:: MATERIAL SUPPLIED ::

Issue #1109, opened 2024-02-26
trex-console TUI and trex-server port stat should display more than 4 ports


Civil:
I understand that there is a consideration about smaller terminals. However, I don't see any reason why that shouldn't be configurable.

E.x. running on 4k monitor displaying stats from more than 4 ports is desirable and running multiple consoles is less convenient.

In my environment I did something like this:
```
--- v3.04/automation/trex_control_plane/interactive/trex/common/trex_client.py	2023-08-29 14:13:59.000000000 +0200
+++ v3.04-patched/automation/trex_control_plane/interactive/trex/common/trex_client.py	2024-02-26 23:48:34.872232247 +0100
@@ -3622,7 +3622,7 @@
             self.logger.warning(format_text('Empty set of ports\n', 'bold'))
             return

-        port_stats = [self.ports[port_id].get_port_stats() for port_id in ports[:4]]
+        port_stats = [self.ports[port_id].get_port_stats() for port_id in ports]

         # update in a batch
         StatsBatch.update(port_stats, self.conn.rpc)
@@ -3649,7 +3649,7 @@
             self.logger.warning(format_text('Empty set of ports\n', 'bold'))
             return

-        port_xstats = [self.ports[port_id].get_port_xstats() for port_id in ports[:4]]
+        port_xstats = [self.ports[port_id].get_port_xstats() for port_id in ports]

         # update in a batch
         StatsBatch.update(port_xstats, self.conn.rpc)
```

Here is how my UI looks with 8 ports:
![CleanShot 2024-02-27 at 00 06 56](https://github.com/cisco-system-traffic-generator/trex-core/assets/844380/c2e98318-c673-4897-b038-62acf8385447)

And on a big screen, it looks good even with 10 ports:
![CleanShot 2024-02-27 at 00 08 59](https://github.com/cisco-system-traffic-generator/trex-core/assets/844380/ad4f5b50-0373-4b81-9d91-7cee0277a44f)

Similarly on trex server side:
![CleanShot 2024-02-27 at 00 13 18](https://github.com/cisco-system-traffic-generator/trex-core/assets/844380/d47ddc58-533a-4647-89b1-d617d971860c)

I haven't fixed the table drawing code, just commented out artificial 4 port limit.

To make it cleaner it still compatible with old behavior that can be made a CLI flag for those who want to remove the limit.

PR #1113, opened 2024-02-27
Make amount of shown ports configurable

Civil:
Currently it is hardcoded to '4' which is suboptimal for bigger screens. Add a new flag to trex-console, `-m` that allows to specify amount of ports user want to see.

Keep default value as 4 for compatibility reasons.

Related to #1109


hhaim:
@Civil seems as a good idea, I will rebase it

Civil:
Any updates on that? And also on #1112 ?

:::

DESCRIPTION OF THE TASK - Among the entries above, the lines between the ones containing "Here is how" and "2024-02-27 at 00 13", inclusive, are to be transcribed exactly. No other line is to be given.

ANSWER SECTION -
Here is how my UI looks with 8 ports:
![CleanShot 2024-02-27 at 00 06 56](https://github.com/cisco-system-traffic-generator/trex-core/assets/844380/c2e98318-c673-4897-b038-62acf8385447)

And on a big screen, it looks good even with 10 ports:
![CleanShot 2024-02-27 at 00 08 59](https://github.com/cisco-system-traffic-generator/trex-core/assets/844380/ad4f5b50-0373-4b81-9d91-7cee0277a44f)

Similarly on trex server side:
![CleanShot 2024-02-27 at 00 13 18](https://github.com/cisco-system-traffic-generator/trex-core/assets/844380/d47ddc58-533a-4647-89b1-d617d971860c)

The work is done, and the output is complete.